The most recent period of the peak of US global power, the decade between 1989-99 contained the seeds of its decline and the current resort to trade wars, sanctions and nuclear threats.
The structure of US global power changed over the past seven decades. The US global empire building began with the US command over the rebuilding of Western European economies and the displacement of England, France, Portugal and Belgium from Asia and Africa.
The Empire spread and penetrated South America via US multi-national corporations. However, US empire building was not a linear process as witness its unsuccessful confrontation with national liberation movements in Korea, Indo China, Southern Africa (Angola, Congo, etc.) and the Caribbean (Cuba). By the early 1960’s the US had displaced its European rivals and successfully incorporated them as subordinate allies.
Washington’s main rivals for spheres of influence was Communist China and the USSR with their allies among client state and overseas revolutionaries.
The US empire builders’ successes led to the transformation of their Communist and nationalist rivals into emergent capitalist competitors.
In a word US dominance led to the construction of capitalist rivals, especially China and Russia.
Subsequently, following US military defeats and prolonged wars, regional powers proliferated in West Asia, South Asia, North Africa, and Latin America. Regional blocs competed with US clients for power.
The diversification of power centers led to new and costly wars. Washington lost exclusive control of markets, resources and alliances. Competition reduced the spheres of US power.
In the face of these constraints on US global power the Trump regime envisioned a strategy to recover US dominance – ignoring the limited capacity and structure of US political, economic and class relations.
China absorbed US technology and went on to create new advances without following each previous stage.
Russia’s recovered from its losses and sanctions and secured alternative trade relations to counter the new challenges to the US global empire. Trump’s regime launched a ‘permanent trade war’ without stable allies. Moreover, he failed to undermine China’s global infrastructure network; Europe demanded and secured autonomy to enter into trade deals with China, Iran and Russia.
Trump has pressured many regional powers who have ignored his threats.
The US still remains a global power. But unlike the past, the US lacks the industrial base to ‘make America strong’. Industry is subordinated to finance; technological innovations are not linked to skilled labor to increase productivity.
Trump relies on sanctions and they have failed to undermine regional influentials. Sanctions may temporarily reduce access to US markets but we have observed that new trade partners take their place.
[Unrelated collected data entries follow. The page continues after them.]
PR #8553, opened 2023-01-19
Print Statements v3.0

bvaughn:
### [Feature overview (Loom)](https://www.loom.com/share/c7cc7675bc3d4556bbd55bf377698115)

1. Re-arrange components into their own package
2. Add capsule drop-down menu with options to focus and add/remove conditional
3. New UI/UX styles (demonstrated in the video below)

https://user-images.githubusercontent.com/29597/213473117-edab43ee-c0eb-410b-8193-002fe3931678.mp4

Resolves DES-220, FE-1125, FE-1132


packages/replay-next/pages/variables.css
```diff
@@ -308,8 +310,8 @@
   --point-panel-timeline-label-background-color: #000000;
   --point-panel-timeline-label-color: var(--color-brand);
 
-  --badge-picker-background-color: #28282a;
-  --badge-default-color: #747476;
+  --badge-picker-background-color: rgba(0, 0, 0, 0.04);
+  --badge-default-color: rgba(0, 0, 0, 0.08);
```
bvaughn, line 314: cc @jonbell-lot23 These changes roughly approximate the colors we had before, but also handle error states without requiring _additional_ variables to track. We can iterate on this if needed though.

bvaughn: Hm, disregard. I think I'm going to have to add new variables for these invalid states– because of this 💩
Screen Shot 2023-01-19 at 9 48 50 AM

bvaughn:
I think this is ready for review 😄 

Going to look at `breakpoints-07` to see why it's failing (and if it's related to this PR). I may also write a couple of additional screenshot tests. If I change anything though, I'll make it a new commit so as to not interfere with the review.

jonbell-lot23:
Exciting! Will take a look later when I'm up.

jasonLaster:
@bvaughn this looks amazing!

jasonLaster:
Some capsule feedback
https://www.loom.com/share/fef7e709de8741dfb2cd418c3a0b7403?from_recorder=1&focus_title=1

bvaughn:
> Some capsule feedback

@jasonLaster Re the "9" vs "? of 9" – Jon and I chatted about this [on the Linear issue](https://linear.app/replay/issue/FE-1125/implement-capsule-dropdown-in-print-statement-panel#comment-1d6afa37) and "9" was what we agreed on. We can chat more about this off of the PR if you'd like, but I think reasoning holds.

jasonLaster:
Some feedback on focus/blur states. It's a bit rambly, but wanted to share nonetheless
https://www.loom.com/share/d09a2b0414794fdbabc84f1fd9e4c309

bvaughn:
> Some feedback on focus/blur states.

Trump has gained client regimes in Latin America, but the gains are precarious and subject to reversal.
Under the Trump regime, big business and bankers have increased prices in the stock market and even the rate of growth of the GDP, but he confronts severe domestic political instability, and high levels of turmoil among the branches of government. In pursuit of loyalty over competence, Trump’s appointments have led to the ascendancy of cabinet officials who seek to wield unilateral power which the US no longer possesses.
Elliot Abrams can massacre a quarter-million Central Americans with impunity, but he has failed to impose US power over Venezuela and Cuba. Pompeo can threaten North Korea, Iran and China but these countries fortify alliances with US rivals and competitors. Bolton can advance the interests of the fabricated Zionist regime but their conversations take place in a telephone booth – it lacks resonance with any major powers.
Trump has won a presidential election, he has secured concessions from some countries but he has alienated regional and diplomatic allies. Trump claims he is making America strong, but he has undermined lucrative strategic multi-lateral trade agreements.
US ‘Global Power’ does not prosper with bully-tactics. Projections of power alone, have failed – they require recognition of realistic economic limitations and the losses from regional wars.